DNA Exonerates Man Who Served Nearly 40 Years For Murder
Joseph Sledge is a free man after 37 years in prison following Friday's decision by a judicial panel in North Carolina to overturn his 1976 conviction in the stabbing deaths of an elderly mother and her daughter.
The Associated Press says DNA evidence had helped to exonerate Sledge, now 70, whose case was referred last month to the three-judge panel by the .
According to the AP:
"The expert said none of the evidence collected in the case — hair, DNA and fingerprints — belonged to Sledge.
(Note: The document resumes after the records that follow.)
PR #132, opened 2020-09-14
fix ambiguity on julia 1.5

oxinabox:
Closes #112
Makes #128 redundant

Cause is:
https://github.com/JuliaLang/julia/pull/36679
 removed a defintiion of matmul with `Adjoint{<:Any}` and replaced it with one with `Adjoint{<:Number}`
we were winning that ambiguity fight before, but now it ties.
This PR changes us to match.

PR #134, opened 2020-09-16
`hcat` tricky cases

mcabbott:
I was chasing ambiguities, and found the following bugs in the handling of `hcat` here: 
```julia
julia> using NamedDims

julia> nda = NamedDimsArray(rand(2,3), (:x, :y));

julia> ndv = NamedDimsArray(rand(2), (:x,));

julia> hcat(nda, ndv) # has lost a name
2×4 NamedDimsArray{(:x, :_), Float64, 2, Matrix{Float64}}:
 0.434524    0.73716   0.509066  0.309907
 0.00329738  0.669837  0.154734  0.405725

julia> hcat(nda, nda.data') # wrong sizes, but no error
2×6 NamedDimsArray{(:x, :y), Float64, 2, Matrix{Float64}}:
 0.434524    0.73716   0.509066  0.434524    0.73716   0.509066
 0.00329738  0.669837  0.154734  0.00329738  0.669837  0.154734
```
So I tried to fix them. Existing tests are untouched, and all pass. On the new testset, NamedDims v0.2.26 gives 2 passed, 4 failed, 3 errored, 0 broken.

I also replaced some `Array{T,N}` with `typeof(data)`, although I didn't make a test... I guess one could add SparseArrays or something. (Actually, I'm not sure there's any benefit to writing more than `NamedDimsArray{newL}(data)` each time.)

Edit -- this also broke `hcat` on 3-arrays, at first. Base routes these to `cat(As...; dims=Val(2))` so I made that work.

### DIFF
--- a/src/cat.jl
+++ b/src/cat.jl
@@ -5,24 +5,6 @@ function Base.cat(a::NamedDimsArray{L}; dims) where L
     return NamedDimsArray{newL}(data)
 end
 
-# While the following two functions are covered by the general case below where splatted c
-# is empty, they are included because they reduce allocations to that of regular arrays.
-function Base.cat(a::NamedDimsArray{L}, b::AbstractArray; dims) where L
-    newL = expand_dimnames(L, dims)
-    numerical_dims = dim(newL, dims)
-    data = Base.cat(parent(a), b; dims=numerical_dims)
-    return NamedDimsArray{newL, eltype(data), ndims(data), typeof(data)}(data)
-end
-
-function Base.cat(a::AbstractArray, b::NamedDimsArray{L}; dims) where L
-    newL = expand_dimnames(L, dims)
-    numerical_dims = dim(newL, dims)
-    data = Base.cat(a, parent(b); dims=numerical_dims)
-    T = promote_type(eltype(a), eltype(b))
-    N = length(newL)
-    return NamedDimsArray{newL, eltype(data), ndims(data), typeof(data)}(data)
-end
-
 # to dispatch on the first _or the second_ argument being the NDA.
 for (T, S) in [
     (:NamedDimsArray, :AbstractArray),
@@ -62,4 +44,3 @@ for (T, S) in [
         end
     end
 end
-
--- a/src/cat.jl
+++ b/src/cat.jl
@@ -2,9 +2,7 @@ function Base.cat(a::NamedDimsArray{L}; dims) where L
     newL = expand_dimnames(L, dims)
     numerical_dims = dim(newL, dims)
     data = Base.cat(parent(a); dims=numerical_dims) # Base.cat is type unstable
-    T = eltype(a)  # therefore the element type has to be inferred manually
-    N = length(newL)  # as must the size of the array
-    return NamedDimsArray{newL, eltype(data), ndims(data), typeof(data)}(data)
+    return NamedDimsArray{newL}(data)
 end
 
 # While the following two functions are covered by the general case below where splatted c
@@ -37,14 +35,14 @@ for (T, S) in [
         newL = expand_dimnames(combL, dims)
         numerical_dims = dim(newL, dims)
         data = Base.cat(unname(a), unname(b), unname.(cs)...; dims=numerical_dims)
-        return NamedDimsArray{newL, eltype(data), ndims(data), typeof(data)}(data)
+        return NamedDimsArray{newL}(data)
     end
 end
 
 function Base.hcat(a::NamedDimsArray{L}) where L
     newL = expand_dimnames(L, 2)
     data = Base.hcat(parent(a))
-    return NamedDimsArray{newL, eltype(a), ndims(data), typeof(data)}(data)
+    return NamedDimsArray{newL}(data)
 end
 
 Base.vcat(a::NamedDimsArray{L}) where L = a
@@ -60,7 +58,7 @@ for (T, S) in [
             combL = unify_names_longest(dimnames(a), dimnames(b), dimnames.(cs)...)
             newL = expand_dimnames(combL, $d)
             data = Base.$fun(unname(a), unname(b), unname.(cs)...)
-            return NamedDimsArray{newL, eltype(data), ndims(data), typeof(data)}(data)
+            return NamedDimsArray{newL}(data)
         end
     end
 end
--- a/src/cat.jl
+++ b/src/cat.jl
@@ -4,7 +4,7 @@ function Base.cat(a::NamedDimsArray{L}; dims) where L
     data = Base.cat(parent(a); dims=numerical_dims) # Base.cat is type unstable
     T = eltype(a)  # therefore the element type has to be inferred manually
     N = length(newL)  # as must the size of the array
-    return NamedDimsArray{newL, T, N, Array{T,N}}(data)
+    return NamedDimsArray{newL, eltype(data), ndims(data), typeof(data)}(data)
 end
 
 # While the following two functions are covered by the general case below where splatted c
@@ -13,9 +13,7 @@ function Base.cat(a::NamedDimsArray{L}, b::AbstractArray; dims) where L
     newL = expand_dimnames(L, dims)
     numerical_dims = dim(newL, dims)
     data = Base.cat(parent(a), b; dims=numerical_dims)
-    T = promote_type(eltype(a), eltype(b))
-    N = length(newL)
-    return NamedDimsArray{newL, T, N, Array{T,N}}(data)
+    return NamedDimsArray{newL, eltype(data), ndims(data), typeof(data)}(data)
 end
 
 function Base.cat(a::AbstractArray, b::NamedDimsArray{L}; dims) where L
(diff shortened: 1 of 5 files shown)


src/wrapper_array.jl
```diff
@@ -60,6 +60,7 @@ Base.parent(x::NamedDimsArray) = getfield(x, :data)
 
 dim(a::NamedDimsArray{L}, name) where L = dim(L, name)
 
+NamedDimsVecOrMat{L,T} = Union{NamedDimsArray{L,T,1}, NamedDimsArray{L,T,2}}
```
mzgubic, line 63:
```suggestion
```

test/cat.jl
```diff
@@ -94,4 +94,36 @@ for (f, d) in zip((vcat, hcat), (1, 2))
             @test dimnames(f(a, nda)) == dimnames(cat(a, nda; dims=d))
         end
     end
+    @testset "more than 2 dimensions" begin
```
mzgubic, line 97: Could you please put these two `@testset`s outside the loop over `hcat` and `vcat`?

test/cat.jl
```diff
@@ -94,4 +94,36 @@ for (f, d) in zip((vcat, hcat), (1, 2))
...
+
+        @test_throws Exception hcat(nda, r23')
+        @test_throws Exception cat(nda, r23', dims=2)
+
+        @test size(cat(nda', r23', nda', dims=(:x, :y))) == (9,6)
+        @test dimnames(cat(nda', r23', nda', dims=(1,2))) == (:y, :x)
+
+        @test dimnames(cat(1:2, ndv, [5 6]', dims=:z)) == (:x, :_, :z)
+
+        vcat(pi, ndv) # does not at present have names
```
mzgubic, line 126: Nice one, I'll open an issue for this

src/cat.jl
```diff
@@ -34,56 +32,36 @@ for (T, S) in [
...
-const AbsVecOrMat = Union{AbstractVector, AbstractMatrix}
 for (T, S) in [
-    (:NamedDimsArray, :AbsVecOrMat),
-    (:NamedDimsArray, :AbstractArray),
-    (:AbsVecOrMat, :NamedDimsArray),
-    (:AbstractArray, :NamedDimsArray),
-    (:NamedDimsArray, :NamedDimsArray)
+    (:NamedDimsVecOrMat, :NamedDimsVecOrMat),
+    (:NamedDimsVecOrMat, :AbstractVecOrMat),
+    (:AbstractVecOrMat, :NamedDimsVecOrMat),
```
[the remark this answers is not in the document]
mcabbott: Restricting them is the path out of dispatch hell :) Base only has special methods for 2D case, after that it calls `cat`:
```
@less hcat(ones(2,2,2), ones(2,2,2))
```

test/cat.jl
mcabbott: Oh sorry, I messed that up, will fix.

test/cat.jl
mcabbott: I messed around a bit... but not totally sure it has to be supported! 
```
function Base.vcat(xs::Union{Number, NamedDimsVector}...)
    nonames = map(xs) do x
        x isa AbstractVector ? unname(x) : x
    end
    data = vcat(nonames...)
    allL = map(xs) do x
        x isa AbstractVector ? dimnames(x) : (:_,)
    end
    newL = unify_names(allL...)
    NamedDimsArray{newL}(data)
end
```

mzgubic: I've added https://github.com/invenia/NamedDims.jl/issues/135, might be a good in for a new contributor

src/cat.jl
```diff
@@ -4,7 +4,7 @@ function Base.cat(a::NamedDimsArray{L}; dims) where L
     data = Base.cat(parent(a); dims=numerical_dims) # Base.cat is type unstable
     T = eltype(a)  # therefore the element type has to be inferred manually
     N = length(newL)  # as must the size of the array
```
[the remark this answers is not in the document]
mcabbott: I missed those. `cat` is indeed unstable, but seems no worse after deleting these lines.

src/cat.jl
```diff
@@ -4,7 +4,7 @@ function Base.cat(a::NamedDimsArray{L}; dims) where L
...
-    return NamedDimsArray{newL, T, N, Array{T,N}}(data)
+    return NamedDimsArray{newL, eltype(data), ndims(data), typeof(data)}(data)
 end
 
 # While the following two functions are covered by the general case below where splatted c
```
mcabbott, line 10: Is this still true btw? This is what I get with or without these cases:
```
julia> nda = NamedDimsArray(rand(2,3), (:x, :y)); r23 = rand(2,3);

julia> @btime cat($nda, $r23, dims=:z);
  3.988 μs (33 allocations: 1.52 KiB)
```

src/cat.jl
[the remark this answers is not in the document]
mzgubic: sounds good

src/cat.jl
mzgubic: Right I was scratching my head about all the workarounds I did to make it not allocate that were just removed here without any effect. Potentially a result of the recent changes here https://github.com/invenia/NamedDims.jl/pull/132/files

src/cat.jl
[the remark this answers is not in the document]
mzgubic: Yeah I tested as well before suggesting to delete. In fact now I am thinking we could just go back to 
`return NamedDimsArray{newL}(data)` as you suggest in the PR.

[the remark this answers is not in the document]
mcabbott: Done.

src/cat.jl
mcabbott: Ah could be, those look relevant. Shall I kill these?

src/cat.jl
```diff
@@ -34,56 +32,36 @@ for (T, S) in [
...
-    T = eltype(a)
-    N = length(newL)
-    return NamedDimsArray{newL, T, N, Array{T,N}}(data)
+    return NamedDimsArray{newL, eltype(a), ndims(data), typeof(data)}(data)
 end
 
 Base.vcat(a::NamedDimsArray{L}) where L = a
 
-# Base.hcat and Base.vcat specialise on this Union
-const AbsVecOrMat = Union{AbstractVector, AbstractMatrix}
```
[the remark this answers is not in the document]
mcabbott: There is a whole zoo, up to things like `AdjOrTransUpperOrUnitUpperTriangular` :)

src/cat.jl
mzgubic: with fire

mcabbott: Done!

mzgubic (approved):

src/cat.jl
```diff
@@ -34,56 +12,57 @@ for (T, S) in [
...
+    @eval begin
+        Base.reduce(::typeof($f), A::AbstractVector{<:NamedDimsVecOrMat}) =
+            $nf(mapreduce(dimnames, unify_names_longest, A), A)
+        Base.reduce(::typeof($f), A::NamedDimsVector{<:Any,<:AbstractVecOrMat}) =
+            $nf(mapreduce(dimnames, unify_names_longest, A), A)
+        Base.reduce(::typeof($f), A::NamedDimsVector{<:Any,<:NamedDimsVecOrMat}) =
+            $nf(mapreduce(dimnames, unify_names_longest, A), A)
+
+        function $nf(Linner, A)
+            Louter = ($tup..., dimnames(A)...)
```
mzgubic, line 61: Why does `hcat` get an extra unnamed dimension?

src/cat.jl
```diff
@@ -34,56 +12,57 @@ for (T, S) in [
...
-            T = promote_type(eltype(a), eltype(b), ntuple(i->eltype(c[i]), length(c))...)
-            N = length(newL)
-            return NamedDimsArray{newL, T, N, Array{T,N}}(data)
+for (f, nf, tf, tup) in [
+    (:vcat, :_named_vcat, :_typed_vcat, ()),
+    (:hcat, :_named_hcat, :_typed_hcat, (:_,)),
+    ]
+    @eval begin
+        Base.reduce(::typeof($f), A::AbstractVector{<:NamedDimsVecOrMat}) =
+            $nf(mapreduce(dimnames, unify_names_longest, A), A)
```
mzgubic, line 54: Could we just call `hcat` on `A...`? Or do things complicate in a subtle way?

src/cat.jl
mcabbott: Because the reduction is always along 2nd dimension, so the outer container’s name, if any, must not be first.

src/cat.jl
mcabbott: It’s much slower to splat, if there are many slices.

src/cat.jl
mzgubic: ok, lgtm

mcabbott: Cool. I don't actually have a working merge button on this package, but maybe you do?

A key jailhouse informant had also recanted his story, saying authorities promised him leniency in his own case for his trial testimony against Sledge.
"A district attorney who was not originally involved apologized to Sledge and promised to reopen the investigation.
" 'The system has made a mistake,' district attorney Jon David said."
David, who was not the original prosecutor, pledged to reopen the investigation and apologized to Sledge, according to Raleigh-based WRAL:
" 'There's nothing worse for a prosecutor than convicting an innocent person,' he said.
"Earlier Friday, a member of the Davis family took the stand, saying the family is 'heartbroken' by the decision that Sledge go free.
"Sledge then took the stand.
" 'I'm very, very sorry for your loss,' he said. 'I hope you get closure in this matter.' "
WRAL says that at the time of the murders, "Sledge had been serving a four-year sentence at a prison work farm for larceny when he escaped a day before the slayings. That factored into his conviction, as well as key testimony from two fellow prisoners who said Sledge admitted to the killings."
Raleigh's News & Observer reports: "Sledge has been proclaiming his innocence of the murders of Josephine and Ailene Davis since he was initially blamed in 1976. From the start, he has asked prosecutors, police and judges to take another look at his case. It took nearly four decades for the justice system to correct its mistake."
Sledge reportedly planned to have dinner at a restaurant before returning home to Savannah, Ga. He said he looked forward to sleeping in a real bed for the first time in nearly four decades.